Henry the Eighth’s wives

Mr and Mrs Smith’s children

the Prime Minister of England’s residence

7. ’s can also be used after initials:

the MP’s speech the VIP’s escort

B.Use of the possessive case

The possessive case can be used in several different ways: to talk about possession, relationship, physical features and characteristics, non-physical qualities, and measurements.

It is chiefly used of people, animals and countries. But it can be also used:

1. Of ships and boats: the ship’s bell

2. In time expressions: a week’s holiday today’s paper

in two years’ time tomorrow’s weather

ten minutes’ break two hours’ delay

a ten-minute break, a two-hour delay are also possible, but with another punctuation: We have ten minutes’ break / a ten-minute break.

3. In expressions of money + worth:

$1’s worth of stamps ten pounds’ worth of ice-cream

4. With for + noun + sake: for heaven’s sake for goodness’ sake

5. In some set phrases:

a pin’s head journey’s end a needle’s point duty’s call

6. Sometimes certain nouns can be used in the possessive case without the second noun which usually denotes a building (a school, a church, a hospital, a house, a shop, an office, a surgery etc.):

You can buy it at the chemist’s. He went to the dentist’s.

Names of the owners of some businesses can be used in the same way:

Sotheby’s Claridge’s

But some very well-known shops call themselves without the apostrophe: Harrods.

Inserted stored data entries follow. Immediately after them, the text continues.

PR #1723, opened 2026-08-21
fix: address clang-tidy 17 errors

isidorowiczdev:
CI enables clang-tidy with -warnings-as-errors, and three checks
were failing the build:

- clang-analyzer-cplusplus.NewDeleteLeaks (24+ sites across
  TokenEndpointImpl, IndexLayerClientImpl, VolatileLayerClientImpl,
  VersionedLayerClientImpl, StreamLayerClientImpl): Every flagged
  call path was traced end-to-end and contains zero raw new/delete;
  ownership is shared_ptr/std::function throughout, so each site
  is suppressed with NOLINTNEXTLINE

- clang-analyzer-deadcode.DeadStores (Crypto.cpp:171): ComputeSha256
  mutated `value` via `>>=` when packing the last output byte, a
  redundant shift whose result was never read; changed to
  non-mutating `>>`.

- clang-analyzer-optin.cplusplus.VirtualCall (SignInResultImpl.cpp:95):
  the constructor called virtual IsValid() instead of reading
  is_valid_ directly

Resolves: DATASDK-104

Signed-off-by: Iwo Sidorowicz <iwo.sidorowicz@here.com>
Co-Author: Yaroslav Stefinko <ext-yaroslav.stefinko@here.com>


scripts/misc/clang-tidy-17-check.sh
```diff
@@ -0,0 +1,24 @@
...
+    -DOLP_SDK_BUILD_EXAMPLES=OFF
+
+cmake --build "${BUILD_DIR}" -- -j"$(nproc)"
+
+run-clang-tidy-17.py -p "${BUILD_DIR}" \
+    -config-file="${PWD}/.clang-tidy" \
+    "${PWD}/olp-cpp-sdk-core/.*" \
+    "${PWD}/olp-cpp-sdk-authentication/.*" \
+    "${PWD}/olp-cpp-sdk-dataservice-read/.*" \
+    "${PWD}/olp-cpp-sdk-dataservice-write/.*"
```
rustam-gamidov-here, line 41: please update copyright blocks in changed files
maybe added scripts should have it as well, check other scripts in the reposotory

rustam-gamidov-here (approved):
No issues found, Except that i would simplify MR title a bit as 'fix' and 'address' looks pretty similar and to follow previous MRs style

ystefinko (approved):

7. Names of people can be used similarly to mean ‘....’s house’:

We’ll have a party at Bill’s.

8. Possessive case can be used as a pronoun, with no following noun (with the same kind of meaning as mine, yours, etc.):

Whose is that?’ - ‘Virginia’s’

Escalation is neither in Russia’s interests nor in the West’s.

9. Double possessive.

Note the special construction: of + possessive

He’s a friend of my father’s.(=one of my father’s friends)

He turned up wearing an old coat of Patrick’s.

In other cases it is safer to use of + noun construction.

C. of + noun is used for possession

1. When the possessor noun is followed by a phrase or clause:

I met the wife of the man who lent us the money.

(the underlined expression is too long to be followed be ’s)

2. With inanimate ‘possessors’, except those listed in A above:

the walls of the town the roof of the church

However, it is often possible to replace these expressions by the others:

the town walls the church roof

The first noun becomes an adjective and cannot be plural:

the roofs of the churches = the church roofs

Unfortunately these replacements are not always possible so it is recommended to use of when in doubt.